6 incontri sulla tragedia greca. Decimo assaggio. Attraverso la sofferenza, la comprensione

Schiller
Ancora su
"Attraverso la sofferenza, la comprensione"

 

Per non limitarci alla letteratura greca e ai suoi interpreti, aggiungo autori successivi. Nell'Eneide di Virgilio Didone incoraggia i Troiani giunti naufraghi sulle coste della Libia ricordando che anche lei è esperta di sventure le quali l'hanno resa non solo attenta e diffidente, ma pure compassionevole verso i disgraziati: "non ignara mali miseris succurrere disco "(I, 630), non ignara del male imparo a soccorrere gli sventurati.

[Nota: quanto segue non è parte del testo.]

Issue #1946, opened 2021-10-28
Zero warm-up Guava RateLimiter


kristofarkas:
## What happened?

The default Guava RateLimiter initializer creates a rate limiter with 0 permits, and starts acquiring them. This causes an unexpected behaviour, where at the beginning of the rate limiters lifetime the rate limit is much lower that specified. 
 
```java
// rate limits way more aggressively than `permitsPerSecond` at start
RateLimiter.create(permitsPerSecond)
```
## What did you want to happen?

Setting the warm up time to zero means that max permits are available at start.

```java
RateLimiter.create(permitsPerSecond, Duration.ZERO)
```

PR #1950, opened 2021-11-02
Feature: Zero Warmup Guava RateLimiter

kevin-yu-0602:
## Before this PR

This addresses #1946
## After this PR

==COMMIT_MSG==
 Adds a new rule NoWarmupRateLimiter that catches `RateLimite.create ` calls with no explicit warmup arguments.
==COMMIT_MSG==

### DIFF
--- a/README.md
+++ b/README.md
@@ -206,7 +206,7 @@ Safe Logging can be found at [github.com/palantir/safe-logging](https://github.c
 - `PreferImmutableStreamExCollections`: It's common to use toMap/toSet/toList() as the terminal operation on a stream, but would be extremely surprising to rely on the mutability of these collections. Prefer `toImmutableMap`, `toImmutableSet` and `toImmutableList`. (If the performance overhead of a stream is already acceptable, then the `UnmodifiableFoo` wrapper is likely tolerable).
 - `DangerousIdentityKey`: Key type does not override equals() and hashCode, so comparisons will be done on reference equality only.
 - `ConsistentOverrides`: Ensure values are bound to the correct variables when overriding methods
-- 'NoWarmupRateLimiter': Ensures Guava RateLimiter initializers specify a warm-up duration.
+- `NoWarmupRateLimiter`: Ensures Guava RateLimiter initializers specify a warm-up duration.
 
 ### Programmatic Application
 
--- a/README.md
+++ b/README.md
@@ -206,7 +206,7 @@ Safe Logging can be found at [github.com/palantir/safe-logging](https://github.c
 - `PreferImmutableStreamExCollections`: It's common to use toMap/toSet/toList() as the terminal operation on a stream, but would be extremely surprising to rely on the mutability of these collections. Prefer `toImmutableMap`, `toImmutableSet` and `toImmutableList`. (If the performance overhead of a stream is already acceptable, then the `UnmodifiableFoo` wrapper is likely tolerable).
 - `DangerousIdentityKey`: Key type does not override equals() and hashCode, so comparisons will be done on reference equality only.
 - `ConsistentOverrides`: Ensure values are bound to the correct variables when overriding methods
-- `NoWarmupRateLimiter`: Ensure Guava RateLimiter initializers specifies a warm-up duration.
+- `NoWarmupRateLimiter`: Ensure Guava RateLimiter initializers specify a warm-up duration.
 
 ### Programmatic Application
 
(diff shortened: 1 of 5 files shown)


README.md
```diff
@@ -206,6 +206,7 @@ Safe Logging can be found at [github.com/palantir/safe-logging](https://github.c
 - `PreferImmutableStreamExCollections`: It's common to use toMap/toSet/toList() as the terminal operation on a stream, but would be extremely surprising to rely on the mutability of these collections. Prefer `toImmutableMap`, `toImmutableSet` and `toImmutableList`. (If the performance overhead of a stream is already acceptable, then the `UnmodifiableFoo` wrapper is likely tolerable).
 - `DangerousIdentityKey`: Key type does not override equals() and hashCode, so comparisons will be done on reference equality only.
 - `ConsistentOverrides`: Ensure values are bound to the correct variables when overriding methods
+- 'NoWarmupRateLimiter': Ensures Guava RateLimiter initializers specify a warm-up duration.
```
carterkozak:
```suggestion
- `NoWarmupRateLimiter`: Ensures Guava RateLimiter initializers specify a warm-up duration.
```

baseline-error-prone/src/test/java/com/palantir/baseline/errorprone/NoWarmupRateLimiterTest.java
```diff
@@ -0,0 +1,114 @@
...
+                        "Test.java",
+                        "import com.google.common.util.concurrent.RateLimiter;",
+                        "import java.time.Duration;",
+                        "class Test {",
+                        "  void f() {",
+                        "    RateLimiter.create(10, Duration.ZERO);",
+                        "  }",
+                        "",
+                        "}")
+                .doTest(BugCheckerRefactoringTestHelper.TestMode.TEXT_MATCH);
```
carterkozak: Some of our older tests specify text match rather than ast, I wouldn't worry about that here -- I believe the text-match arg used to provide better debugging info on failure but that's no longer the case.
```suggestion
                .doTest();
```

baseline-error-prone/src/test/java/com/palantir/baseline/errorprone/NoWarmupRateLimiterTest.java
```diff
@@ -0,0 +1,114 @@
...
```
carterkozak: here as well

baseline-error-prone/src/main/java/com/palantir/baseline/errorprone/NoWarmupRateLimiter.java
```diff
@@ -0,0 +1,72 @@
...
+import com.google.errorprone.matchers.Description;
+import com.google.errorprone.matchers.Matcher;
+import com.google.errorprone.matchers.method.MethodMatchers;
+import com.sun.source.tree.ExpressionTree;
+import com.sun.source.tree.MethodInvocationTree;
+import java.util.List;
+
+@AutoService(BugChecker.class)
+@BugPattern(
+        name = "NoWarmupRateLimiter",
```
carterkozak, line 36: Let's register this in `BaselineErrorProneExtension.java` so that the baseline upgrade excavator will automatically apply the fix

baseline-error-prone/src/test/java/com/palantir/baseline/errorprone/NoWarmupRateLimiterTest.java
kevin-yu-0602: Done

baseline-error-prone/src/test/java/com/palantir/baseline/errorprone/NoWarmupRateLimiterTest.java
kevin-yu-0602: Got it

baseline-error-prone/src/main/java/com/palantir/baseline/errorprone/NoWarmupRateLimiter.java
kevin-yu-0602: I believe I did add this to `BaselineErrorProneExtension.java`, do let me know if I'm doing this wrong

carterkozak: Doh, sorry!

carterkozak (approved):
Great stuff, thanks for the contribution!

pkoenig10:
This PR introduced a behavior change. After this change, we have unit tests that began failing.
https://c.p.b/gh/foundry/multipass/321545

I don't think it's reasonable to assume that everyone wants this behavior.

carterkozak:
> I don't think it's reasonable to assume that everyone wants this behavior.

Right, it requires human intervention to merge. Many consumers do want this behavior, the idea is that a duration should always be provided to explicitly acknowledge the behavior either way. We suggest the value we think most folks want.

pkoenig10:
I think there's something else going on here. For example, this test will pass:
```java
@ParameterizedTest
@ValueSource(ints = {1, 10, 100, 1000})
void testRateLimiter(int permitsPerSecond) {
    RateLimiter rateLimiterZero = RateLimiter.create(permitsPerSecond, Duration.ZERO);
    assertThat(Stream.generate(rateLimiterZero::tryAcquire)
                    .limit(10 * permitsPerSecond)
                    .allMatch(v -> v))
            .isTrue();
}
```

carterkozak:
Ouch, good catch.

Tanta humanitas non verrà contraccambiata da Enea. Eppure questo è uno degli insegnamenti massimi dei nostri autori e dovrebbe esserlo nella scuola :"E infine, possiamo imparare la lezione fondamentale della vita, la compassione per le sofferenze di tutti gli umiliati, e la comprensione autentica"[1].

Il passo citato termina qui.